Quando há essa divisão de núcleos, a montagem garante um bom ritmo ao mesclar a missão dela com o humor das trapalhadas rotineiras do grandão em casa, seja estudando com o garoto, lidando com as decepções de paquera da garota ou batendo cabeça com a descoberta dos poderes do bebê. Do lado de Helena, há interessantes diálogos sobre feminismo com Evelyn Deavor (voz de Catherine Keener), a mente intelectual e escondida por trás da empresa em que o irmão Wilson (voz de Bob Odenkirk) é o porta-voz. Ali também estão críticas como a alienação do público diante dos grandes veículos de comunicação.

O aparecimento de outros heróis visivelmente tem o intuito de mostrar o valor de humanos excluídos, que incluem uma transgênero, um idoso, uma garota nerd e tímida perante os ídolos, por aí vai. Ao mesmo tempo, esses temas importantes estão lá de maneira discreta para percepção daqueles que procuram algo mais do que levar os filhos pequenos para se entreterem com coisas coloridas. Há uma certa relutância em colocar a Mulher-Elástica como a líder de fato da equipe, diferente da produção de 2004, quando abordava do início ao fim o arco do Sr.Incrível. Em certo ponto, a trama trata logo de misturar todo mundo e parte pra aventura para agradar a geral.

O longa peca pela ausência de um vilão interessante, já que o Escavador é descartado logo de início e a reviravolta no meio da trama com certo personagem é extremamente previsível e clichê. Ainda assim, há uma ótima e rápida cena com o Hipnotizador, que utiliza uma estilosa mistura de cores fortes em que foi preciso colocar um aviso no início da projeção de que pode afetar quem tem tendência a ter epilepsia (!). Personagem icônica do anterior, Edna Moda (voz do próprio Brad Bird) soa bem deslocada aqui e sua participação é forçada. Desta vez não haverá assunto e memes que perduram anos, como as desvantagens de um herói usar capa.

Principal diferencial desta sequência, o bebê Zezé (Jack Jack, no original) é a grande aposta da produção para cair nas graças do público, garantir risos e vender bonecos. E conseguem! A caracterização fofa do pequeno, que nunca perde a inocência enquanto descobre uma série de poderes fortíssimos, rendem os momentos mais leves do longa, atingindo o objetivo de conquistar a massa. Inclusive, a interação dele com um guaxinim é o momento mais hilário do novo filme.

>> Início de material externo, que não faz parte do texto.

PR #1089, opened 2026-01-19
feat: add clickable timestamp to quoted messages

### LINKED ISSUE #1088: Quoted messages do not provide a way to navigate to the original message
### Description:
When a message is quoted, the UI displays only the author name and quoted text.
There is no way for users to navigate back to the original message from the quote.

Why this is a problem

- In long conversations, users often lose context
- Users expect quotes to behave like references
- Other chat apps allow quick navigation to the original msg, and Rocket.Chat core already provides similar navigation behavior.

### Steps to reproduce:

1. Quote a message.
2. Observer there is no reference.
3. There is no clickable element to navigate to the original message

### Actual behavior:

**There is no way to jump the original message.**

https://github.com/user-attachments/assets/f2375f91-df58-48e3-81a4-c2cfac1c04e6

### Expected behavior:

**Users should be able to click something (timestamp) in the quote to jump to the original message if it exists.**

https://github.com/user-attachments/assets/17b36867-3d36-4a90-b23b-0a81abc54495

Khizarshah01:
# Add clickable timestamp to quoted messages

- [x] Display a timestamp next to the quoted message author
- [x] Make the timestamp clickable to navigate to the original message

Fixes #1088 

## Video/Screenshots

https://github.com/user-attachments/assets/a02ff8a8-1fb8-4d61-85d9-b396f4da1326

## Technical notes

- This PR adds navigation to the original quoted message by locating the message element in the DOM using its message ID and scrolling to it when available.

- **Navigation works only when the original message is already loaded and rendered in the DOM**

- I explored whether there is an existing way to navigate to or load messages by ID in EmbeddedChat, but couldn’t find a suitable mechanism. If there is a recommended approach, I’d be happy to update the implementation

## PR Test Details

### DIFF
--- a/packages/react/src/views/AttachmentHandler/TextAttachment.js
+++ b/packages/react/src/views/AttachmentHandler/TextAttachment.js
@@ -1,4 +1,5 @@
 import React, { useState, useContext } from 'react';
+import { format } from 'date-fns';
 import { css } from '@emotion/react';
 import PropTypes from 'prop-types';
 import { Box, Avatar, useTheme, Icon } from '@embeddedchat/ui-elements';
@@ -11,12 +12,11 @@ const FileAttachment = ({
   attachment,
   host,
   type,
-  author,
   variantStyles = {},
   msg,
 }) => {
   const { RCInstance } = useContext(RCContext);
-  const { theme } = useTheme();
+  const { theme, mode } = useTheme();
   const [isExpanded, setIsExpanded] = useState(true);
 
   const getUserAvatarUrl = (icon) => {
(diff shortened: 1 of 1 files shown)


Spiral-Memory:
It's a great improvement, but currently it will not work properly if the message is not in the DOM. We need to implement proper virtualization of the message chat to prevent jumping behaviors. @deepak0x is working on it, so please coordinate with him to achieve this.

Meanwhile, I'll review this PR. It will at least work when the message is loaded in the DOM.

Spiral-Memory (approved):
LGTM

Khizarshah01:
Since #1111 introduces react-virtuoso, I can adapt the quote navigation to use scrollToIndex once **merged**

A trilha sonora do ótimo Michael Giacchino continua magistral, resgatando o tema oficial dos heróis do primeiro e também ditando o ritmo do longa através de metais como saxofone e trompetes, numa espécie de jazz que lembra os longas de espionagem dos anos 60 e 70, época em que aparentemente se passa a narrativa (apesar de propositalmente isso nunca ficar claro por causa da existência de aparelhos de última geração).

Considerando que a maioria esmagadora das cópias distribuídas no Brasil são dubladas, é preciso destacar as liberdades criativas tomadas. Levando em conta que nos dias atuais eles não traduzem mais os nomes próprios, aqui eles não só repetem o que fizeram em 2004, como inserem várias brincadeiras para o público brasileiro, como colocar Evaristo Costa como um apresentador de jornal, Raul Gil e seus bordões como um velho, além do casal Otaviano Costa e Flávia Alessandra como Wilson e Evelyn. Há até uma citação de que um dos heróis “excluídos” vem do Acre. Soa estranho, mas funciona dentro da proposta de se manter fiel ao estilo da década passada.

Ao final, não há sensação de renovação e um terceiro episódio talvez até seja desnecessário. A tentativa não era de fazer diferente. O espírito do original é mantido e temos aqui uma produção que garante uma agradável nostalgia às crianças ou adolescentes que viram no cinema o primeiro e hoje, adultos, têm uma espécie de déja-vu. Há até referência ao desenho “Johnny Quest”, claramente direcionada a esse público. Além, é claro, de agradar em cheio a nova geração de jovens que não vão ter do que reclamar. Está de ótimo tamanho.